According to Dumbill, boiling code down to its essentials, addressing rapid data processing, taking advantage of shared and cloud resources, visualizing the data those resources spit out, and finding the talent to handle all of these things are top items on the 2012 enterprise data management agenda.

The first area of discussion dealt with simplification of code and programming in general. This appears to be one of the biggest downsides to big data analysis. Low-level programming can be daunting compared to higher level development tools and enterprise offerings, possibly stunting adoption of analytics applications. Charles Zedlewski, vice president of products for Cloudera said in an article, “mass adoption of Hadoop will really come once it’s routinely embedded inside applications, which will by definition provide a layer of abstraction that will mask the complexity of Hadoop from the average end user”.

Streaming data processing was another topic of discussion and it dealt with a number of necessary questions when working with massive amounts of data, like when it’s prudent to purge information. This can be quite tricky if one is used to simply adding a few hard drives, or if their enterprise runs an off-site backup. Eventually data admins will need to prioritize what data needs to be kept and which data will be used for short-term processing. Without it, space runs out and system storage looks like something out of an episode of Hoarders (that TV show where people keep buying things and never throw anything away).

On a lighter note, efficient data processing means having the ability to run real-time processes that depend on time-sensitive data. A great example is the ability to send location-aware advertisements to mobile devices in real-time. Depending on the needs of an enterprise, that location data could be stored for a short amount of time or not at all.

Shared resources also came up as an area for growth in the coming year.
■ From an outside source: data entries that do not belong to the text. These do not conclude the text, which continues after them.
Issue #7230, opened 2019-01-07
New live map version on gc.om


Lineflyer:
gc.com is trying out a new version of the live map.

I am not sure whether this is user bound or accessible for all.
The new map is on: 
https://www.geocaching.com/play/map

Not sure whether and when they might drop the old live map but it might be worth to check the difference in terms of parsing it.

Blog report about the new map:
https://www.saarfuchs.com/2018/11/die-neue-karte-bei-der-suche-auf-geocaching-com.html

moving-bits:
FYI: Looks like the first access to this map has to be coming through their homepage and conducting a search. In the results list you get the "Go to new map" button you have to click. From then on you can directly jump to https://www.geocaching.com/play/map, the site remembers you having selected the new map.

jonas-koeritz:
This is super interesting, GPX download seems to possible and searching seems to be easy, maybe a new GC connector can be based on that interface?

UniQP:
Today, Groundspeak announced that the old search map will be retired on April 25, 2019: https://forums.geocaching.com/GC/index.php?/topic/351791-pre-release-notes-website-existing-search-map-retirement-april-15-2019/

Lineflyer:
Oh well. This will most probably break our current live map :(

moving-bits:
I do not know how much effort ut is to adapt the parsing (I'm not deep into the current connector's parsing part), but maybe we should write to Bryan that we need more time than the remaining handful of days?

Lineflyer:
@moving-bits 
Thanks to @jonas-koeritz we might be one step closer to solve the problem. If you are interested, feel free to take a look at the related PR.

Lineflyer:
Reading the linked pre-release note in detail, we might have some time buffer:

> As a reminder, we are only removing the old Search map, which looks very similar to what we call the Browse map. [...] The Browse map is what you see today when you click “View Larger Map” on the cache details page, or when you select “Play” > “View Map” from the website header menu. (Those methods are changing. More on that in a minute.) The new Search map and the Browse map will still be available after the old Search map is retired.  

and

> Browse map (Will be accessible with a toggle from the new Search map as of April 25).

This sounds like the old map is still in background but only the defaults change.
Anyway it might be wise to change asap.

Lineflyer:
Implemented by #7514

PR #7514, opened 2019-04-16
Updated Live Map to use new GC.com /play/map

jonas-koeritz:
Referencing #7230, this is using the API used by the new map to load caches for the live map viewport. I'm not that comfortable with this project yet, so please review.

There are still some references to the tiles left in some functions calling my code, I left it intact to just be a drop-in replacement.

Please feel free to comment and give further advice, I'd like to help bring the c:geo project forward.

### DIFF
--- a/main/src/cgeo/geocaching/connector/gc/GCMap.java
+++ b/main/src/cgeo/geocaching/connector/gc/GCMap.java
@@ -137,11 +137,10 @@ public class GCMap {
             searchResult.setUrl(viewport.getCenter().format(Format.LAT_LON_DECMINUTE));
         }
 
-        final GCWebAPI.MapSearchResultSet mapSearchResultSet = GCWebAPI.searchMap(viewport).blockingGet();
+        final GCWebAPI.MapSearchResultSet mapSearchResultSet = GCWebAPI.searchMap(viewport);
         final List<Geocache> foundCaches = new ArrayList<Geocache>();
 
         if (mapSearchResultSet.results != null) {
-
             for (final GCWebAPI.MapSearchResult r : mapSearchResultSet.results) {
                 if (r.postedCoordinates != null) {
                     final Geocache c = new Geocache();
--- a/main/src/cgeo/geocaching/connector/gc/GCMap.java
+++ b/main/src/cgeo/geocaching/connector/gc/GCMap.java
@@ -167,7 +167,7 @@ public class GCMap {
         return searchResult;
     }
 
-    private static CacheSize containerTypeToCacheSize(int containerType) {
+    private static CacheSize containerTypeToCacheSize(final int containerType) {
         switch (containerType) {
             case 2:
                 return CacheSize.MICRO;
--- a/main/src/cgeo/geocaching/connector/gc/GCMap.java
+++ b/main/src/cgeo/geocaching/connector/gc/GCMap.java
@@ -153,7 +153,7 @@ public class GCMap {
                     c.setPremiumMembersOnly(r.premiumOnly);
                     c.setFound(r.userFound);
                     c.setDisabled(r.cacheStatus == 1);
-                    if(r.owner != null) {
+                    if (r.owner != null) {
                         c.setOwnerDisplayName(r.owner.username);
                         c.setOwnerUserId(r.owner.username);
                     }
--- a/main/src/cgeo/geocaching/connector/gc/GCMap.java
+++ b/main/src/cgeo/geocaching/connector/gc/GCMap.java
@@ -7,13 +7,11 @@ import cgeo.geocaching.enumerations.StatusCode;
 import cgeo.geocaching.files.ParserException;
 import cgeo.geocaching.location.Geopoint;
 import cgeo.geocaching.location.GeopointFormatter.Format;
-import cgeo.geocaching.location.Units;
 import cgeo.geocaching.location.Viewport;
 import cgeo.geocaching.maps.LivemapStrategy;
 import cgeo.geocaching.maps.LivemapStrategy.Flag;
 import cgeo.geocaching.models.Geocache;
 import cgeo.geocaching.network.Parameters;
-import cgeo.geocaching.sensors.Sensors;
 import cgeo.geocaching.settings.Settings;
 import cgeo.geocaching.storage.DataStore;
 import cgeo.geocaching.utils.Formatter;
@@ -30,12 +28,9 @@ import java.io.IOException;
 import java.text.ParseException;
 import java.util.ArrayList;
 import java.util.Arrays;
-import java.util.Collection;
 import java.util.HashMap;
 import java.util.HashSet;
-import java.util.Iterator;
 import java.util.List;
-import java.util.ListIterator;
 import java.util.Locale;
 import java.util.Map;
 import java.util.Map.Entry;
@@ -382,13 +377,13 @@ public class GCMap {
         }
 
         GCWebAPI.MapSearchResultSet mapSearchResultSet = GCWebAPI.searchMap(viewport).blockingGet();
-        List<Geocache> foundCaches = new ArrayList<Geocache>();
+        final List<Geocache> foundCaches = new ArrayList<Geocache>();
 
         if (mapSearchResultSet.results != null) {
 
             for (GCWebAPI.MapSearchResult r : mapSearchResultSet.results) {
                 if (r.postedCoordinates != null) {
-                    Geocache c = new Geocache();
+                    final Geocache c = new Geocache();
                     c.setDetailed(false);
                     c.setReliableLatLon(true);
                     c.setGeocode(r.code);
--- a/main/src/cgeo/geocaching/connector/gc/GCMap.java
+++ b/main/src/cgeo/geocaching/connector/gc/GCMap.java
@@ -30,9 +30,12 @@ import java.io.IOException;
 import java.text.ParseException;
 import java.util.ArrayList;
 import java.util.Arrays;
+import java.util.Collection;
 import java.util.HashMap;
 import java.util.HashSet;
+import java.util.Iterator;
 import java.util.List;
+import java.util.ListIterator;
 import java.util.Locale;
 import java.util.Map;
 import java.util.Map.Entry;
@@ -238,17 +241,10 @@ public class GCMap {
      */
     @NonNull
     public static SearchResult searchByViewport(@NonNull final Viewport viewport, @Nullable final MapTokens tokens) {
-        final int speed = (int) Sensors.getInstance().currentGeo().getSpeed() * 60 * 60 / 1000; // in km/h
-        LivemapStrategy strategy = Settings.getLiveMapStrategy();
-        if (strategy == LivemapStrategy.AUTO) {
-            strategy = speed >= 30 ? LivemapStrategy.FAST : LivemapStrategy.DETAILED;
-        }
-
-        final SearchResult result = searchByViewport(viewport, tokens, strategy);
+        final SearchResult result = searchPlayMapByViewport(viewport);
 
         if (Settings.isDebug()) {
-            final StringBuilder text = new StringBuilder(Formatter.SEPARATOR).append(strategy.getL10n()).append(Formatter.SEPARATOR).append(Units.getSpeed(speed));
-            result.setUrl(result.getUrl() + text);
+            result.setUrl(result.getUrl());
         }
 
         Log.d(String.format(Locale.getDefault(), "GCMap: returning %d caches from search", result.getCount()));
@@ -366,6 +362,51 @@ public class GCMap {
 
         return searchResult;
     }
+
+    /**
+     * Searches the view port on the live map for caches.
+     * The strategy dictates if only live map information is used or if an additional
+     * searchByCoordinates query is issued.
+     *
+     * @param viewport
+     *            Area to search
+     */
+    @NonNull
+    private static SearchResult searchPlayMapByViewport(@NonNull final Viewport viewport) {
+        Log.d("GCMap.searchPlayMapByViewport" + viewport.toString());
+
+        final SearchResult searchResult = new SearchResult();
+
+        if (Settings.isDebug()) {
+            searchResult.setUrl(viewport.getCenter().format(Format.LAT_LON_DECMINUTE));
+        }
+
+        GCWebAPI.MapSearchResultSet mapSearchResultSet = GCWebAPI.searchMap(viewport).blockingGet();
+        List<Geocache> foundCaches = new ArrayList<Geocache>();
+
+        if (mapSearchResultSet.results != null) {
+
+            for (GCWebAPI.MapSearchResult r : mapSearchResultSet.results) {
+                if (r.postedCoordinates != null) {
+                    Geocache c = new Geocache();
+                    c.setDetailed(false);
+                    c.setReliableLatLon(true);
+                    c.setGeocode(r.code);
+                    c.setName(r.name);
+                    c.setCoords(new Geopoint(r.postedCoordinates.latitude, r.postedCoordinates.longitude));
+                    c.setType(CacheType.getByWaypointType(Integer.toString(r.geocacheType)));
+                    c.setPremiumMembersOnly(r.premiumOnly);
+                    c.setFound(r.userFound);
+                    foundCaches.add(c);
+                }
+            }
+        }
+
+        searchResult.addAndPutInCache(foundCaches);
+
+        return searchResult;
+    }
+
 
     /**
      * Creates a list of caches types to filter on the live map (exclusion string)
--- a/main/src/cgeo/geocaching/connector/gc/GCMap.java
+++ b/main/src/cgeo/geocaching/connector/gc/GCMap.java
@@ -14,16 +14,12 @@ import cgeo.geocaching.settings.Settings;
 import cgeo.geocaching.utils.JsonUtils;
 import cgeo.geocaching.utils.Log;
 
-import android.graphics.Bitmap;
-import android.graphics.Bitmap.Config;
 import android.support.annotation.NonNull;
 import android.support.annotation.Nullable;
 
 import java.io.IOException;
 import java.text.ParseException;
 import java.util.ArrayList;
-import java.util.Arrays;
-import java.util.HashSet;
 import java.util.List;
 import java.util.Locale;
 import java.util.Set;
--- a/main/src/cgeo/geocaching/connector/gc/GCMap.java
+++ b/main/src/cgeo/geocaching/connector/gc/GCMap.java
@@ -155,8 +155,12 @@ public class GCMap {
                     c.setName(r.name);
                     c.setCoords(new Geopoint(r.postedCoordinates.latitude, r.postedCoordinates.longitude));
                     c.setType(cacheType);
+                    c.setDifficulty(r.difficulty);
+                    c.setTerrain(r.terrain);
+                    c.setSize(containerTypeToCacheSize(r.containerType));
                     c.setPremiumMembersOnly(r.premiumOnly);
                     c.setFound(r.userFound);
+                    c.setFavoritePoints(r.favoritePoints);
                     c.setDisabled(r.cacheStatus == 1);
                     if (r.owner != null) {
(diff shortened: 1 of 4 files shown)


jonas-koeritz:
So far it seems to be much more performant and the coordinates seem to be reliable again.

Lineflyer:
ok to test

jonas-koeritz:
Should have run the tests...

Lineflyer:
@jonas-koeritz 
First of all, thanks for this contribution. Yesterday evening I had no clue to to proceed in the current situation. Highly appreciated!!

I have seen you already addressed the codays issues.
I triggered our CI to run the tests, and I think there are only some related test need to be adapted (or they show open issues, not sure of it).

I am sadly not the one able to judge the change/implementation itself, but I hope @rsudev can take a look. I assigned him for a review.

jonas-koeritz:
Thanks for your response, the tests are failing unfortunately. I've done some investigation already:

- For the second test (Not logged in) it's totally clear: The map is not available when not logged in.
- For the first test, I can't see why this would not work. The response should be correct and when I open the Live Map on my device I can got to Velbert and its showing GC3FJ5F without a problem at the correct location. If I replay the API request on my PC it's working correctly as well.

So far the loading speed of caches on the map seems to have improved quite a bit. Limiting the request to 500 caches at a time (like the web version does) doesn't lead to strange behaviour as far as I can tell.

PS: The option to choose a "Strategy" might now be obsolete, as all caches in the viewport can be loaded at once with all necessary details.

Lineflyer:
> For the second test (Not logged in) it's totally clear: The map is not available when not logged in.

Yes, IMHO we can drop this test if the new map does not deliver data when not logged in. . I don't see the necessity to validate we are getting data when not logged in anyway. I don't know the history, why it was introduced.

> For the first test, I can't see why this would not work. The response should be correct and when I open the Live Map on my device I can got to Velbert and its showing GC3FJ5F without a problem at the correct location. If I replay the API request on my PC it's working correctly as well.

I am not so familiar with these unit tests. Could it be, that the test does not really run but already has a problem to check/set the prerequisites (e.g. strategy)?

> PS: The option to choose a "Strategy" might now be obsolete, as all caches in the viewport can be loaded at once with all necessary details.

Indeed, this can then be removed in a separate step. We can open a dedicated issue for that, once the PR is implemented.

For my understanding:
When you speak of all necessary details, this also include defined coordinates (no longer estimated graphically) and cache type information (no longer parsed by color)? If this is the case, we can even remove some more functions (unreliable marker).

main/src/cgeo/geocaching/connector/gc/GCMap.java
```diff
@@ -367,6 +358,56 @@ public String apply(final Bitmap bitmap, final String data) {
         return searchResult;
     }
 
+    /**
+     * Searches the view port on the live map for caches.
+     * The strategy dictates if only live map information is used or if an additional
+     * searchByCoordinates query is issued.
+     *
```
Lineflyer: I think the commented is C&P as "strategy" is no longer used in your code AFAICS.

jonas-koeritz: Good catch, I'm gonna do a bit more cleanup.

jonas-koeritz:
> When you speak of all necessary details, this also include defined coordinates (no longer estimated graphically) and cache type information (no longer parsed by color)? If this is the case, we can even remove some more functions (unreliable marker).
Yes, I'm pretty sure that all information provided by the API is accurate, currently we can get the following fields:

- Geocode
- Name
- Coordinates
- Cache Type
- Premium Only
- Found By User
- Disabled (Possibly Archived too, I would need an example of an archived cache for this)
- Owner

For Reference: [GCMap.java:387](https://github.com/cgeo/cgeo/blob/99a11996ab1ffdb7e600ebfe3e525cddf361cec6/main/src/cgeo/geocaching/connector/gc/GCMap.java#L387)

Lineflyer:
> Disabled (Possibly Archived too, I would need an example of an archived cache for this)

If Groundspeak stays with its strategy, as what is shown on the map, then archived should not show up.

But the other items are just a perfect (non-detailed) geocache. Nice.

Lineflyer:
@jonas-koeritz 
Feel free to push new commits to this PR if you got some clues regarding the tests.
The CI should automatically build it here to give you a second result.

Lineflyer:
I just used the cgeo-debug.apk from our CI to test this PR.
Also for me the live map returns 0 caches. I am logged in and can see the requests going out to the WebAPI with no results returned.

@jonas-koeritz 
Did you test this code in the runing app?

Lineflyer:
Debug log (coordinates removed):

```
17:37:15.417 Debug cgeo 12679  [network--5] GCMap.searchPlayMapByViewport(N 51° xx,xxx' · E 006° xx,xxx',N 51° xx,xxx' · E 006° xx,xxx')
17:37:15.417 Debug cgeo 12679  [OkHttp] GET https://www.geocaching.com/api/proxy/web/search?box=51.xxxxxx%2C6.xxxxxx%2C51.xxxxxx%2C6.xxxxxx9&origin=51.xxxxxx%2C6.xxxxxx&take=500&skip=0&asc=true&sort=distance
17:37:16.934 Debug cgeo 12679  [OkHttp] 200 (1544 ms) GET https://www.geocaching.com/api/proxy/web/search?box=51.xxxxxx%2C6.xxxxxx%2C51.xxxxxx%2C6.xxxxxx&origin=51.xxxxxx%2C6.xxxxxx&take=500&skip=0&asc=true&sort=distance (http/1.1)
17:37:16.936 Debug cgeo 12679  [network--5] GCMap: returning 0 caches from search
17:37:16.936 Debug cgeo 12679  [pool-5-thread-1] Filtering out 0 caches: []
```

jonas-koeritz:
Yes I've been testing this using the app on my phone. It's currently working.

I also have been able to reproduce this (no caches loaded at all). This should be the root cause of the tests failing. Is it possible to dump the response contents and debug the JSON deserialization? I just created a version of `getAPI` that accepts parameters to load the data but I don't quite understand how thats working internally.

Lineflyer:
@pstorch You have a bit experience with the WebAPI as such and can probably answer the question of @jonas-koeritz ?!

jonas-koeritz:
> Debug log (coordinates removed):
> 
> ```
> 17:37:15.417 Debug cgeo 12679  [network--5] GCMap.searchPlayMapByViewport(N 51° xx,xxx' · E 006° xx,xxx',N 51° xx,xxx' · E 006° xx,xxx')
> 17:37:15.417 Debug cgeo 12679  [OkHttp] GET https://www.geocaching.com/api/proxy/web/search?box=51.xxxxxx%2C6.xxxxxx%2C51.xxxxxx%2C6.xxxxxx9&origin=51.xxxxxx%2C6.xxxxxx&take=500&skip=0&asc=true&sort=distance
> 17:37:16.934 Debug cgeo 12679  [OkHttp] 200 (1544 ms) GET https://www.geocaching.com/api/proxy/web/search?box=51.xxxxxx%2C6.xxxxxx%2C51.xxxxxx%2C6.xxxxxx&origin=51.xxxxxx%2C6.xxxxxx&take=500&skip=0&asc=true&sort=distance (http/1.1)
> 17:37:16.936 Debug cgeo 12679  [network--5] GCMap: returning 0 caches from search
> 17:37:16.936 Debug cgeo 12679  [pool-5-thread-1] Filtering out 0 caches: []
> ```

Thats exactly the behaviour thats happening during the test (and rarely on my phone). I'm not sure if my code is the problem here.
Can somebody verify my logic on generating the `box` parameter implemented here: [GCWebAPI.java#L350](https://github.com/cgeo/cgeo/blob/99a11996ab1ffdb7e600ebfe3e525cddf361cec6/main/src/cgeo/geocaching/connector/gc/GCWebAPI.java#L350)? I think this might be the, or part of the problem.

jonas-koeritz:
The problem seems to be the deserialization of the `GCWebAPI.MapSearchResultSet` class. I don't think it is as easy as it seems to deserialize into an array of objects, the problem might be only surfacing when there is only one array item? Would be nice if somebody who beter understands Jackson deserialization could have a look.

pstorch:
@jonas-koeritz can you try to debug the `getResponseData` here? https://github.com/cgeo/cgeo/blob/99a11996ab1ffdb7e600ebfe3e525cddf361cec6/main/src/cgeo/geocaching/network/Network.java#L422

Or the `js` parameter in the `apply()` method.

jonas-koeritz:
The `js` parameter contains the JSON data as expected but the call to apply seems to be the problem. The JSON doesn't get parsed into the MapResultSet Object.

pstorch:
It's the first time there is a nested Array in a Json response.
Maybe this helps: https://stackoverflow.com/questions/27895376/deserialize-nested-array-as-arraylist-with-jackson

Lineflyer:
@jonas-koeritz 
I wonder why it working for you sometimes. Maybe depending on the amount of caches returned?

jonas-koeritz:
I think I finally got it by annotating way more JSON properties. I'm currently running the tests on my machine to see if it works reliably.

jonas-koeritz:
The failing test seems to be incorrect, the cache it is looking for is not inside the specified viewport (or am I missing something?):
```
final Viewport viewport = new Viewport(new Geopoint("N 52° 25.369 E 9° 35.499"), new Geopoint("N 52° 25.600 E 9° 36.200"));
```

The Cache is located at: N 52° 25.363 E 009° 36.236.

Lineflyer:
Looking at the two test cases starting at https://github.com/cgeo/cgeo/blob/1fcabfb076b5b0ccc15992005c12d7013cc53849/tests/src-android/cgeo/geocaching/connector/gc/GCConnectorTest.java#L36
I assume the first one should be the negative test (test, that the cache is not contained) but was wrongly implemented. It might be, that due to the limit to zoom level steps on the old map the viewport was not 100% matched with the results producing a false passed test here.

Lineflyer:
@jonas-koeritz 
Feel free to change that test to check, that the cache is not contained if you agree to my assumption.
The second test there however should return the cache.

tests/src-android/cgeo/geocaching/connector/gc/GCConnectorTest.java
```diff
@@ -36,14 +36,14 @@ public static void testGetViewport() {
                 final Viewport viewport = new Viewport(new Geopoint("N 52° 25.369 E 9° 35.499"), new Geopoint("N 52° 25.600 E 9° 36.200"));
                 final SearchResult searchResult = ConnectorFactory.searchByViewport(viewport, tokens);
                 assertThat(searchResult).isNotNull();
-                assertThat(searchResult.isEmpty()).isFalse();
```
Lineflyer: I assume the `isEmpty().isFalse()` was intentional here, to check the the result contains caches (general function) but not contains the mentioned geocode. Otherwise it would pass if the result is empty (false positive result). I would therefore leave it in this testcase rather than moving it to the positive case, where the check for the mentioned cache is enough to verify that the result contains caches.

tests/src-android/cgeo/geocaching/connector/gc/GCConnectorTest.java
```diff
@@ -36,14 +36,14 @@ public static void testGetViewport() {
...
-                assertThat(searchResult.getGeocodes()).contains("GC4ER5H");
+                assertThat(searchResult.getGeocodes()).doesNotContain("GC4ER5H");
             }
 
             {
                 final Viewport viewport = new Viewport(new Geopoint("N 52° 24.000 E 9° 34.500"), new Geopoint("N 52° 26.000 E 9° 38.500"));
                 final SearchResult searchResult = ConnectorFactory.searchByViewport(viewport, tokens);
                 assertThat(searchResult).isNotNull();
+                assertThat(searchResult.isEmpty()).isFalse();
```
Lineflyer: See comment above. This is not explicitly needed here but on the first test IMHO.

Lineflyer:
@jonas-koeritz 
Finally green. Gratulation :)

jonas-koeritz:
> @jonas-koeritz
> Finally green. Gratulation :)

I've been staring at the command line output of jenkins for the whole seven and a half minutes ;)

Lineflyer:
Function wise it works really good and fast on my first trial. Will continue to try it out tonight.

Some instant finding of one regression though:
- The global cache type filter (in main menu) is not applied to the live map (e.g. set to "Mystery Cache" but live map keeps showing all types")

jonas-koeritz:
@Lineflyer yeah I think I forgot the filters...will have a look soon.

Lineflyer:
@jonas-koeritz 
I think there is also one other leftover of the old map communication AFAICS:
```
15:46:08.497 Debug cgeo 23862  [OkHttp] GET https://tiles.geocaching.com/map.details?i=GC64NJR&_=1555508769255&app=cgeo
15:46:10.749 Debug cgeo 23862  [OkHttp] 200 (2208 ms) GET https://tiles.geocaching.com/map.details?i=GC64NJR&_=1555508769255&app=cgeo (http/1.1)
```

This is triggered when you click on a cache on the map to open its popup. The purpose is to load the information which we do not have (which is IMHO Difficulty/Terrain and also formerly used to confirm the cache type of caches parsed unreliable).

I would suggest one of the following:
- If the D/T is available with the same WebAPI request you implemented, we should also request this during map loading.
- If D/T is not available we could also decide to drop this for now...i.e. the popup will no longer contain D/T but the user needs to open(=download) the cache details to see it.
-

Lineflyer:
> @Lineflyer yeah I think I forgot the filters...will have a look soon.

Depending on your time and the effort needed we can also handle this in a dedicated issue/PR after we got this merged. Up to you.

jonas-koeritz:
> > @Lineflyer yeah I think I forgot the filters...will have a look soon.
> 
> Depending on your time and the effort needed we can also handle this in a dedicated issue/PR after we got this merged. Up to you.

Everything should be implemented now.

Jenkins seems to be acting up from time to time and has test runners crashing, the tests all show green when done on my machine and nothing major changed between the last successful build and the current versions.

Lineflyer:
> Everything should be implemented now.

Wow, thanks very much so far.
The team will take a look at the code as time permits and I will for sure give it a test run.

> Jenkins seems to be acting up from time to time and has test runners crashing, the tests all show green when done on my machine and nothing major changed between the last successful build and the current versions.

From the last build the tests on Jenkins are fine AFAICS, but only CheckStyle claims some missing final declarations, which look reasonable:
http://ci.cgeo.org/job/cgeo%20pull%20request/1911/checkstyleResult/new/

rsudev:
I took a first short look and don't see anything up-front, will try to get a more detailed overview tomorrow.
A question for my understanding: Did I see it correctly, that the cache-type filter is applied to the result? So even the web is no longer applying type filters to the query? And did I miss the own/disabled filter?

Also from my side already many thanks for your contribution!

jonas-koeritz:
> Did I see it correctly, that the cache-type filter is applied to the result? So even the web is no longer applying type filters to the query?

I currently do not know how to apply the cache type filter at request time, I don't have a premium account, so I can't record the API requests beeing made to filter the caches. I suppose it is possible to filter at request time but I don't know yet how its done.

> And did I miss the own/disabled filter?

The own/disabled filter works with the current code because I already set the owner and disabled state when loading the cache. Checking and unchecking the options works flawlessly on my phone.

I will have a look at the codacy suggestions tomorrow, does anybody know whats up with jenkins? The tests don't seem to be failing (there has also been a successful run...) but it's currently showing up as `The unit test execution crashed (i.e. outside of the tests).`.

Lineflyer:
> I will have a look at the codacy suggestions tomorrow, does anybody know whats up with jenkins? The tests don't seem to be failing (there has also been a successful run...) but it's currently showing up as The unit test execution crashed (i.e. outside of the tests)..

That seems not to be the case...maybe a default message...as the build failed because of Checkstyle not within the tests. From the summary page it states clearly that Checkstyle made it fail.

Lineflyer:
> Did I see it correctly, that the cache-type filter is applied to the result? So even the web is no longer applying type filters to the query? 

To me, this sounds like a reasonable approach which has less dependency to the website functions. But there might be other reasons to limit the data at the server rather than the client...

jonas-koeritz:
> From the summary page it states clearly that Checkstyle made it fail.

I'm not that proficient in Jenkins, must have missed that. Fixing the few Checkstyle hints shouldn't be a big deal.

Lineflyer:
@rsudev 
Regarding your comments on IRC for the "mightly" build: 
I have seen the job on the CI, but actually I am not sure what to put into the parameter git-commit-id in order to get a mightly for this specific PR? Is this even possible before merging the change?

moving-bits:
@jonas-koeritz Regarding checkstyle: If you're using Android Studio you can add a Checkstyle plugin to the IDE which finds most (but not all) of the checkstyle issues the server highlights during build procedure. Saved me tons of round trips already :-)
See here: https://plugins.jetbrains.com/plugin/1065-checkstyle-idea

jonas-koeritz:
@moving-bits Thank you, I will have a look at that! This will help a lot. I've recently been doing more Go than Android programming so I'm a bit outdated on that.

jonas-koeritz:
There seems to be a problem when logging a cache. It's not marked as found on the map immediately (it takes up to a few minutes). Maybe the API lags behind on that and I have to find a way to not overwrite it when it's already marked as found locally.

Lineflyer:
Logging it in cgeo or on the website?
When its logged with cgeo it should at least be saved into the cache cache or even autosaved on device. Not sure at the moment.

But you did not change any of that data merging algorithms AFAIR. So if there is such merge problem, it should IMHO not be caused by the map implementation change.

jonas-koeritz:
I logged it in c:geo. The new map implementation does set the found property of the cache, could this be a problem? I just observed this once...maybe it was my fault/user error...

Lineflyer:
@rsudev 

I remember this and have seen the tag in the old map requests.
From my understanding we cant use it here as we cannot just append it somewhere. I would drop it for now unless they actively ask for having it.

Lineflyer:
Let me merge this and try it out on  nightlies. After easter days I will create issues for remaining tasks and bugs.

@jonas-koeritz 
Thanks for your contribution and I hope to see you around here also in future  not only for the remaining tasks of this one but maybe also for more new ideas and contributions :)

jonas-koeritz:
If necessary we could append the parameter to the requests, unknown parameters seem to be ignored by the API.
Filtering by found status seems to be unavailable (at least for basic members), the filtering options that are accessible are exactly the ones that can be used through the web GUI.

jonas-koeritz:
@Lineflyer thanks for merging. I will definitely stick around, this project has been really welcoming and friendly to me as a contributor!

rsudev:
> I logged it in c:geo. The new map implementation does set the found property of the cache, could this be a problem? I just observed this once...maybe it was my fault/user error...

If this property is set it will prevail when existing information is merged in (see Geocache.java:221)

rsudev:
> Filtering by found status seems to be unavailable (at least for basic members), the filtering options that are accessible are exactly the ones that can be used through the web GUI.

Allright, that was also true for the old map (therefore it had query-flags and filtering). For 'power-users' could that make a big difference in traffic in their homezone. If I interpret you remark correctly, you are basic member? Than I could try to find the necessary parameter.

rsudev:
Seems to be similar to the previous map:
 hide my finds: &hf=1
 hide my owned: &ho=1

jonas-koeritz:
I can definitely implement the filtering in the next days pretty easily.

If I correctly understand this, the found status should mostly be more recent one the device. Would it be better to not set the found info in the Map loader or to change the merging code?

Lineflyer:
Could you please open a deidcated issue for the found caches handling? Otherwise the discussion might get lost in this PR comments.

mucek4:
> I remember this and have seen the tag in the old map requests.
> From my understanding we cant use it here as we cannot just append it somewhere. I would drop it for now unless they actively ask for having it.

I would step towards them and ask what kind of tag, if any, then would like to have. Let's show some fair play from our side.

jonas-koeritz:
@mucek4 I already added an additional parameter (app=cgeo) in my latest PR (#7532).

Assuming that most enterprises do not already possess all the external, non-essential data required for better analysis. The idea of groups and businesses sharing and updating community data resources, has a good amount of potential for those attempting to flex their analytic muscle.

For example, traffic reporting databases have the ability to pull data from street cams and get accident information from law enforcement. With that public information, a retailer could automatically determine when the most amount of traffic is near a brick and mortar store and purchase advertisements within a 5-mile radius during those times.

For businesses attempting to harness this new flood of information, creation of data science teams may be the route for adding advanced analytics into their arsenal. However, since an analytics team would not carry a typical company IT or accounting role, changes in strategy may be required. Some immediate concerns that come to mind include types of security access (financial information, customer data etc…) and presentation of findings.

Speaking of presentations, this leads us to Dumbill’s final trend, Visualizations. A lot of work goes into gathering, storing and analyzing data. Figuring out those technical details can be very difficult, but what’s worse is spending all that time and effort to create a report that has little or no graphical representation.

This is a lesson that has already been taught to the computer industry in general. The GUI was a monumental success as it allowed users to finally see and interact with their data in a way that seemed more human. Without the experience of actually seeing the data represented in a variety of simple, malleable interfaces, the truly important information in analysis may be lost to a confused board member.